# php-parser
A production-grade, fault-tolerant, zero-copy PHP parser written in Rust.
## Features
- **Zero-Copy AST**: Uses `bumpalo` arena allocation for high performance and zero heap allocations for AST nodes.
- **Fault-Tolerant**: Designed to never panic. It produces error nodes and recovers from syntax errors, making it suitable for IDEs and language servers.
- **PHP 8.x Support**: Targets compliance with modern PHP grammar.
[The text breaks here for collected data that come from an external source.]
Issue #330, opened 2021-02-03
TaskCanceledException on app close when onCloseRequest of Binding.subModelWin is used


BentTranberg:
Reproduce:

1. Modify this binding in sample NewWindow. Add CloseWin1 or HideWin1 at end, like this.

```
    "Win1" |> Binding.subModelWin(
      (fun m -> m.Win1State), fst, id,
      window1Bindings,
      createWindow1, CloseWin1)

```

2. Run program.
3. Show Window 1
4. Close main window.
5. VS debugger will halt on a TaskCanceledException.

If Window 1 is never shown, the exception will not occur.
If the parameter is not used, the exception will never occur.
If the parameter is used, Window 1 is opened, and Window 1 is closed in any way, then the exception will not occur.

So it looks as if the problem is with having Elmish.WPF close Window 1 during shutdown. (edit: It's late. My analysis may not be 100%, but it's close enough for now.)

A recent change to the sample, resulting from issue #328, is likely relevant here.

BentTranberg:
Is the TaskCanceledException actually a bug, or is it just a kind of "FYI"? I would say it's annoying in any case, because it stops debugging as default in VS.

Is a possible solution simply not to do the magic of that extra parameter if the window and/or application is in some sort of shutdown phase? I mean, everything is fine without it.

TysonMN:
I was able to reproduce.  Seems to happen every time.  (Though, it might not have happened the first time I tried...or I did something wrong).

I agree with you that I behavior is fundamentally correct but not as optimized as it could be.  This is both an issue for developers when running from within Visual Studio (as you pointed out) as well as a pollution of the `FirstChanceException` event.

> Is a possible solution simply not to do the magic of that extra parameter if the window and/or application is in some sort of shutdown phase?

Seems like it should be possible, but I can't find a solution.

- The [`Window.Closing`](https://docs.microsoft.com/en-us/dotnet/api/system.windows.window.closing) on supplies the [`CancelEventArgs`](https://docs.microsoft.com/en-us/dotnet/api/system.componentmodel.canceleventargs), which only allows you to cancel the closing ([unless the application is shutting down](https://docs.microsoft.com/en-us/dotnet/api/system.windows.window.closing?view=net-5.0#remarks:~:text=If%20Shutdown%20is%20called%2C%20the%20Closing,Closing%20is%20canceled%2C%20cancellation%20is%20ignored.)).
[...]

PR #355, opened 2021-03-01
stop subscriptions on window close, which is before dispatcher is disposed

### LINKED ISSUE #353: TaskCanceledException on program end in timerTick in FileDialogsCmdMsg.Core

image

TysonMN:
Fixes #353

The only changes are in the samples.  The new code stops the infinite loops inside the subscriptions that would otherwise dispatch a message to a disposed `Dispatcher`.

Issue #353 becomes perfectly repeatable for me (in my experience) after decreasing the sleep time `1000` to `10`.  Do that as well as comment out the subscription to `Window.OnClosing` to confirm that the issue also becomes perfectly repeatable for you.  Then comment that line back in to verify that this fix works.

@BentTranberg, I think this fixes #353.  Do you agree?

### DIFF
--- a/src/Samples/FileDialogs.Core/Program.fs
+++ b/src/Samples/FileDialogs.Core/Program.fs
@@ -1,6 +1,9 @@
 module Elmish.WPF.Samples.FileDialogs.Program
 
 open System
+open System.Threading
+open System.Threading.Tasks
+open System.Windows
 open System.IO
 open Serilog
 open Serilog.Extensions.Logging
@@ -84,13 +87,7 @@ let bindings () : Binding<Model, Msg> list = [
 let designVm = ViewModel.designInstance (init () |> fst) (bindings ())
 
 
-let timerTick dispatch =
-  let timer = new Timers.Timer(1000.)
-  timer.Elapsed.Add (fun _ -> dispatch (SetTime DateTimeOffset.Now))
-  timer.Start()
-
-
-let main window =
+let main (window: Window) =
 
   let logger =
     LoggerConfiguration()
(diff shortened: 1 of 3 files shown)


cmeeren:
Is this for merging, or just for confirming that #353 can be avoided in user code?

If it's for merging:
* Is it possible to fix this in Elmish.WPF code instead of user code?
* If not, I have some nitpicks here, but I won't spend time on that until I know this PR should be merged.

BentTranberg:
Wow, there's lots of lessons for me in that code! It's the kind of magic that is beyond me unless the wizards care to share. Thanks a lot. Hasn't occurred to me that some "code behind" can be done on the F# side.

It is quite a mouthful for what seems to be such a simple issue, so if "possible to fix this in Elmish.WPF code instead" is potentially a much simpler solution in user code, that's certainly very interesting.

TysonMN:
This is for merging.  I would also prefer a fix in Elmish.WPF instead.  However, as @BentTranberg pointed out in https://github.com/elmish/Elmish.WPF/issues/353#issue-818153279, a fix for Elmish.WPF for #353 would probably also be a fix for #330, but as I said in https://github.com/elmish/Elmish.WPF/issues/330#issuecomment-773346512, I don't have any more ideas for what a fix in Elmish.WPF could be.

TysonMN:
> Wow, there's lots of lessons for me in that code! It's the kind of magic that is beyond me unless the wizards care to share.

Indeed.  There are a lot of ideas coming together here.

1. We want to stop the (otherwise) infinite loop of dispatches, so I switched from `Timer` to an `Async<_>` because...
2. Stopping some flow of control on other thread should be done with a `CancellationToken`, which can be obtained from a `CancellationTokenSource`.  In particular, a nice property of `CancellationTokenSource.Cancel` is that it is [idempotent](https://en.wikipedia.org/wiki/Idempotence), which means that calling it twice is equivalent to calling it once.  It makes it easier to reason about impure code.  We all know that the first "rule" of functional programming is to maximize the amount of pure code.  The second "rule" could be, among the impure code, to maximize the amount of idempotent code.  (Blog post in the queue on that topic.)
3. Although the `while` loop looks infinite, the actual behavior is that the `CancellationToken` is checked as part of the predicate.  I discovered this behavior in the process of writing [this blog post](https://tysonwilliams.coding.blog/2020-12-01_csharp_task_to_fsharp_async#loop).
4. It is not enough to cancel the asynchronous computation.  We also have to wait for the asynchronous computation to stop executing.  Therefore, cancelling the `CancellationToken` is followed by waiting for the `Task<_>` that comes from a `TaskCancellationSource<_>`, which is set by the asynchronous computation when it is cancelled.  It suffices to use `SetResult` there instead of `TrySetResult`, but I prefer `TrySetResult` because it is idempotent while `SetResult` is not (a second call to `SetResult` causes an exception to be thrown).

Did I miss anything?  Is there any other parts that are unclear?

BentTranberg:
> magic that is beyond me

I realize now that it was an ambiguous statement - true in any case - and thanks a lot again. My original intention was meant to indicate I wouldn't have come up with that kind of solution, though CancellationToken was on my mind.  I would not have thought of async, and I would have messed around in the C# project too. Now that I see it, I understand it, but your explanation is on a higher level - not something I could have expressed.

cmeeren:
Sorry for taking so long. This (specifically, #353) is fixable in Elmish.WPF. See #358.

- **Safe**: Handles mixed encodings and invalid UTF-8 gracefully by operating on byte slices (`&[u8]`).
## Install as library
```bash
cargo add php-parser
cargo add bumpalo
```
If you want to use the latest version from the GitHub repository, add this to your Cargo.toml:
```toml
[dependencies]
php-parser = { git = "https://github.com/wudi/php-parser" }
bumpalo = "3.19.0"
```
## Usage
Here is a basic example of how to parse a PHP script:
```rust
use bumpalo::Bump;
use php_parser::lexer::Lexer;
use php_parser::parser::Parser;
fn main() {
// The source code to parse (as bytes)
let source = b"<?php echo 'Hello, World!';";
// Create an arena for AST allocation
let arena = Bump::new();
// Initialize the lexer and parser
let lexer = Lexer::new(source);
let mut parser = Parser::new(lexer, &arena);
let program = parser.parse_program();
println!("{:#?}", program);
// php_parser::span::with_session_globals(source, || {
// println!("{:#?}", program);
// });
}
```
## S-Expression Output
You can output the AST in S-expression format for easier visualization:
```rust
use bumpalo::Bump;
use php_parser::lexer::Lexer;
use php_parser::parser::Parser;
use php_parser::ast::sexpr::SExprFormatter;
fn main() {
let code = "<?php class Foo extends Bar implements Baz { public int $p = 1; function m($a) { return $a; } }";
let arena = Bump::new();
let lexer = Lexer::new(code.as_bytes());
let mut parser = Parser::new(lexer, &arena);
let program = parser.parse_program();
let mut formatter = SExprFormatter::new(code.as_bytes());
formatter.visit_program(&program);
let output = formatter.finish();
println!("{}", output);
}
```
Gives the output:
```
(program
(class "Foo" (extends Bar) (implements Baz)
(members
(property public int = (integer 1))
(method "m" (params ())
(body
(return (variable "")))))))
```
## Performance
Test file `run-tests.php` from [php-src](https://github.com/php/php-src/blob/801e587faa0efd2fba633413681c68c83d6f2188/run-tests.php) with 140KB size, here are the benchmark results:
```bash
➜ php-parser git:(master) ✗ cargo run --release --bin bench_file -- run-tests.php
Finished `release` profile [optimized] target(s) in 0.05s
Running `target/release/bench_file run-tests.php`
Benchmarking: run-tests.php
File size: 139.63 KB
Warming up...
Running 200 iterations...
Profile written to profile.pb
Flamegraph written to flamegraph.svg
Total time: 134.267333ms
Average time: 671.336µs
Throughput: 203.11 MB/s
```
Table comparing with [nikic/PHP-Parser](https://github.com/nikic/PHP-Parser) v5.6.2
| nikic/PHP-Parser | PHP | 33 |
| tree-sitter-php | C | 15 |
| php-parser | Rust | 0.67 |
> Machine specs: Apple M1 Pro, 32GB RAM
## Development
### Running Tests
Run the full test suite:
```bash
cargo test
```
### Snapshot Tests
This project uses `insta` for snapshot testing. If you make changes to the parser that affect the AST output, you may need to review and accept the new snapshots:
```bash
cargo test
cargo insta review
```
### Corpus Testing
To verify stability against real-world codebases (like WordPress or Laravel), use the corpus test runner:
```bash
cargo run --release --bin corpus_test -- /path/to/php/project
```
## Architecture
- **Lexer**: Operates on `&[u8]` and handles PHP's complex lexical modes (Scripting, DoubleQuote, Heredoc).
- **Parser**: A combination of Recursive Descent and Pratt parsing for expressions.
- **AST**: All nodes are allocated in a `Bump` arena. Strings are stored as references to the original source (`&'src [u8]`) or arena-allocated slices.
## License
This project is licensed under the MIT License. See the [LICENSE](LICENSE) file for details.